NEW STYLE Komodo Spider Invert Starter Kit Ideal for Tarantulas Snails Scorpion! | eBay
Exotic Pets Praying Mantis Starter Kit - Complete Invert Starter Kit
http://www.thespidershop.co.uk/adult-tarantula-starter-p-531.html#prettyPhoto
Komodo Spider or Scorpion Starter Kit | Swell Reptiles

I'm already aware that giving a jumping spider a pool of water is a big no-no, and to mist the sides of the tank instead. But do jumpers even require a heating mat? And would it be the right temperature? There seems to be a lot of conflicting information on this.


----------



## Galiea (Jan 18, 2012)

Hi there, my only advice on the linked set ups is to keep your money. You can make your own enclosure out of a tall plastic box, the type you can pick up from the pound shop. 

If you are looking for more of a "display" enclosure then have a look at The Spider Shop for tall display tanks. Height is far more important than ground space, and you should provide cork bark and plants for the spider to climb onto. 

For substrate, use coco fibre brick. Any pets at home or reptile shop will sell this. You won't need a heat mat either unless your house is freezing, the same applies to the thermometer and hygrometer, they are unnecessary. 
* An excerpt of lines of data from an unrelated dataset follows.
PR #6587, opened 2022-04-03
Trim Saga: Another batch of whitespace trims

flibbles:
Here's another load. Instead of doing these in batches of five, I'll just push this PR. Once this is merged, I'll move onto the next batch.


Jermolene:
Thanks @flibbles

PR #6588, opened 2022-04-03
pluginlibrary - minimal test server

pmario:
This PR provides a minimal server, to test the plugin import mechanism. 

To use it: 

The following commands will build the files needed **and** it starts a local test server at http://localhost:8888

```
cd /your/path/to/tw5/editions/pluginlibrary
tiddlywiki --build test-server
```

@Jermolene ... This is the minimal version I can come up with. From my point of view, the server has to be "read only". I don't want to risk unknown side effects, that could mess up the plugin library creation process


pmario:
@Jermolene ... bump for v5.2.3

pmario:
Original draft was: https://github.com/Jermolene/TiddlyWiki5/pull/6586 ... This PR was made after your comments at the draft

.gitignore
```diff
@@ -3,3 +3,4 @@
 tmp/
 output/
 node_modules/
+editions/pluginlibrary/files/
```
Jermolene, line 6: It might be better to include `tmp` or `output` in the path and thus avoid having to update this file at all.

editions/pluginlibrary/tiddlers/GettingStarted.tid
```diff
@@ -0,0 +1,11 @@
+title: GettingStarted
+
+This server let's you test the plugin import mechanism.
```
Jermolene, line 3: "let's" shouldn't have an apostrophe. Clearer to say:

This edition contains the components needed to set up a local plugin library for testing or development.

editions/pluginlibrary/tiddlers/GettingStarted.tid
```diff
@@ -0,0 +1,11 @@
+title: GettingStarted
+
+This server let's you test the plugin import mechanism. 
+
+!! Important
+
+''Content isn't saved back to the server. It's read only!''
```
Jermolene, line 7: Please avoid exclamation marks. They should not be used in technical documentation.

Also we don't say "isn't", we spell it out in full as "is not".

Clearer to say:

The default setup is read-only. Nothing is saved back to the server.

editions/pluginlibrary/tiddlers/PrereleaseLocalPluginLibrary.tid
```diff
@@ -0,0 +1,6 @@
+title: $:/config/LocalPluginLibrary
+tags: $:/tags/PluginLibrary
+url: http://localhost:8080/files/local/library/test/index.html
+caption: TIDDLYWIKI Plugin Library (Local)
```
Jermolene, line 4: We never capitalise TiddlyWiki.

editions/pluginlibrary/tiddlers/meta/SiteSubtitle.tid
```diff
@@ -0,0 +1,3 @@
+title: $:/SiteSubtitle
+
+<<version>> - SERVER
```
Jermolene, line 3: The capitalisation here looks ugly.

editions/pluginlibrary/tiddlers/meta/SiteTitle.tid
```diff
@@ -0,0 +1,3 @@
+title: $:/SiteTitle
+
+Pluginlibrary Test
```
Jermolene, line 3: Better to say:

A plugin library for testing and development

Jermolene (commented):
Thanks @pmario

.gitignore
pmario: The problem here is, that the following commands will start the nodejs test server. As far as I know, it only serves files from the `files` subdirectory. Or do I miss something? ... It would be simple to use the output dir, if we can server files from there. 

```
cd /your/path/to/tw5/editions/pluginlibrary
tiddlywiki --build test-server
```

pmario: @Jermolene ... I did create a new route, that lets us serve the test content from the `tmp` folder, relative to the `editions/pluginlibrary` folder. So it will be excluded with the existing .gitignore settings. ... 

But it duplicates the code from the existing $:/core/modules/server/routes/get-file.js file into the pluginlibrary edition. So it will only be available for this edition. 

... I think that approach is a bit hacky. ... I'm not sure about it, if our users start to use it for their own setups. If it's local only I would be OK, but if they expose it to the web ?!

What do you think?

pmario:
I did convert it to a "draft" because of the new route code.

pmario:
as written at: https://github.com/Jermolene/TiddlyWiki5/pull/6588#discussion_r917279790 -- I'm not sure if you saw it. So I open it for review again

-------

@Jermolene ... I did create a new route, that lets us serve the test content from the tmp folder, relative to the editions/pluginlibrary folder. So it will be excluded with the existing .gitignore settings. ...

But it duplicates the code from the existing $:/core/modules/server/routes/get-file.js file into the pluginlibrary edition. So it will only be available for this server edition.

... I think that approach is a bit hacky. ... I'm not sure about it, if our users start to use it for their own setups. If it's local only I would be OK, but if they expose it to the web ?!

What do you think?

Jermolene:
> @Jermolene ... I did create a new route, that lets us serve the test content from the tmp folder, relative to the editions/pluginlibrary folder. So it will be excluded with the existing .gitignore settings. ...

Is that necessary? My understanding was that our `.gitignore` setting will ignore any path that has `tmp` as a component, not necessarily just the root tmp folder. So I'd have expected to be able to serve from `editions/plugin-library/files/tmp/` and have all the output ignored by git.

Jermolene:
Hi @pmario sorry for not thinking of it earlier, but I think it is confusing to call the edition "pluginlibrary". Perhaps "test-plugin-library" would be better?

pmario:
@Jermolene ... Is there an option to make the `--output` parameter to be relative to the `tiddlywiki.info` file?

pmario:
@Jermolene ... bump

pmario:
@Jermolene bump

pmario:
@Jermolene pls merge or comment

Jermolene:
> @Jermolene ... I did rename the edition to `test-pluginlibrary`. I did add a bit more text to the GettingStarted tiddler.

Oh my apologies, I had completely forgotten that "pluginlibrary" is an existing edition, I am afraid that we shouldn't change the edition name because of backwards compatibility. I am sorry to ask you to change it back again.

> @Jermolene ... Is there an option to make the `--output` parameter to be relative to the `tiddlywiki.info` file?

No, but it is already relative to the `output` folder, which is at a fixed location relative to the `tiddlywiki.info` file. Isn't that sufficient?

Otherwise, I think this is good to go.

Jermolene:
Actually perhaps we should add a brief docs tiddler to the /dev edition called "How to run a local plugin library for testing".

pmario:
@Jermolene ... 

- edition is renamed back to "pluginlibrary" 
- GettingStarted text is improved a bit
- The "dev-edition" has a new "How to run a local plugin library for testing", which is very similar to GettingStarted. 

I did test the different commands and they did work for me.

It's important that the pluginlibrary uses port=8888

Jermolene:
Thanks @pmario

PR #6589, opened 2022-04-04
Show server response as error message in put saver

simonbaird:
I'd like to use this on Tiddlyhost so users can get more informative error messages if the put save fails for whatever reason.

This would make the put saver a viable replacement for the legacy upload saver, which is what Tiddlyhost uses currently.

I'm not sure what standard WebDAV servers do, but I would guess they don't provide any response body for put requests, and hence this patch would have no impact for a standard WebDAV server.

(That said, it would be a good idea to test it to make sure there aren't any unexpected regressions for WebDAV or other put saver compatible services.)

Also includes two related small tweaks. See commit messages for details.

### DIFF
--- a/core/modules/savers/put.js
+++ b/core/modules/savers/put.js
@@ -80,6 +80,7 @@ PutSaver.prototype.save = function(text,method,callback) {
 	if(this.etag) {
 		headers["If-Match"] = this.etag;
 	}
+	$tw.notifier.display("$:/language/Notifications/Save/Starting");
 	$tw.utils.httpRequest({
 		url: this.uri(),
 		type: "PUT",
--- a/core/modules/savers/put.js
+++ b/core/modules/savers/put.js
@@ -88,16 +88,20 @@ PutSaver.prototype.save = function(text,method,callback) {
 		callback: function(err,data,xhr) {
 			if(err) {
 				// response is textual: "XMLHttpRequest error code: 412"
-				var status = Number(err.substring(err.indexOf(':') + 2, err.length))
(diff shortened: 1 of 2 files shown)


simonbaird:
Second commit is kind of unrelated, so let me know if you prefer it removed from this PR.

Jermolene:
Thanks @simonbaird looks OK to me, but it would indeed be helpful to test it with WebDAV backends. I think @pmario and @saqimtiaz have done some WebDAV experiments in the last year or two?

saqimtiaz:
I use WebDAV pretty heavily and can do some testing this week. I don't foresee any issues though.

pmario:
I'm using WebDav for some of my wikis and IIS as backend. I'll test it and report back

simonbaird:
I added another commit to add a "Save started" notification for put saving. See commit message for details.

saqimtiaz:
> I'm not sure what standard WebDAV servers do, but I would guess they don't provide any response body for put requests, and hence this patch would have no impact for a standard WebDAV server.

I can confirm that a response to a PUT request from a WebDAV server has no response body for a successful request. A bit trickier to recreate error conditions, but will have another look later in the week.

Jermolene:
Thanks everyone I think that we can merge this now, but obviously further testing is welcome.

simonbaird:
If you want to see this in action on Tiddlyhost, follow the steps [here](https://github.com/simonbaird/tiddlyhost/issues/219#issuecomment-1089669645).

PR #6591, opened 2022-04-04
Make any scrollable element with the class ".tc-scroll-container" scroll

BurningTreeC:
This PR makes any element with the class `tc-scroll-container` scrollable by the page scroller

### DIFF
--- a/core/modules/utils/dom/scroller.js
+++ b/core/modules/utils/dom/scroller.js
@@ -69,7 +69,13 @@ Handle a scroll event hitting the page document
 PageScroller.prototype.scrollIntoView = function(element,callback,options) {
 	var self = this,
 		duration = $tw.utils.hop(options,"animationDuration") ? parseInt(options.animationDuration) : $tw.utils.getAnimationDuration(),
-		srcWindow = element ? element.ownerDocument.defaultView : window;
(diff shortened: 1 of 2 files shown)


core/modules/utils/dom/scroller.js
```diff
@@ -69,7 +69,13 @@ Handle a scroll event hitting the page document
 PageScroller.prototype.scrollIntoView = function(element,callback,options) {
 	var self = this,
 		duration = $tw.utils.hop(options,"animationDuration") ? parseInt(options.animationDuration) : $tw.utils.getAnimationDuration(),
-		srcWindow = element ? element.ownerDocument.defaultView : window;
+		srcWindow = element ? element.ownerDocument.defaultView : window,
+		closestElement = element.closest(".tc-scroll-container");
```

Spray the enclosure 1-2 times a week and the spider will look after itself. Feed small roaches (Like Turkistan roaches) or flies.


----------



## CuriousCreatures (Jan 7, 2015)

Thank you for the advice.  Though it's come rather too late as I bought the spider and all her accessories over 2 months ago. I went with the Komodo kit in the end, which is excellent quality and included the coco fibre you mentioned.

However, having got to know the behaviour of this jumping spider I agree with you that a tall display terrarium would have been better. Fluff as she is known has made herself at home now so I won't uproot her from her current dwelling, but when the time comes to get another jumper I will get a tall tank for him/her.

In the current climate I'm actually having to mist the terrarium at least 2 times a day to maintain the 80% humidity that Polyped (who I bought the spider from) recommended to me for this particular species. Once or twice a week isn't nearly enough it seems. I am currently using the heat pad that came with the starter kit as my house is indeed freezing, though hopefully once summer finally arrives I can pack it away.

This particular jumper has zero interest in flies - currently I'm feeding her mini-mealworms and she just loves 'em. But I like your suggestion of the roaches, I'll see if I can get some of those when the mealies run out.


----------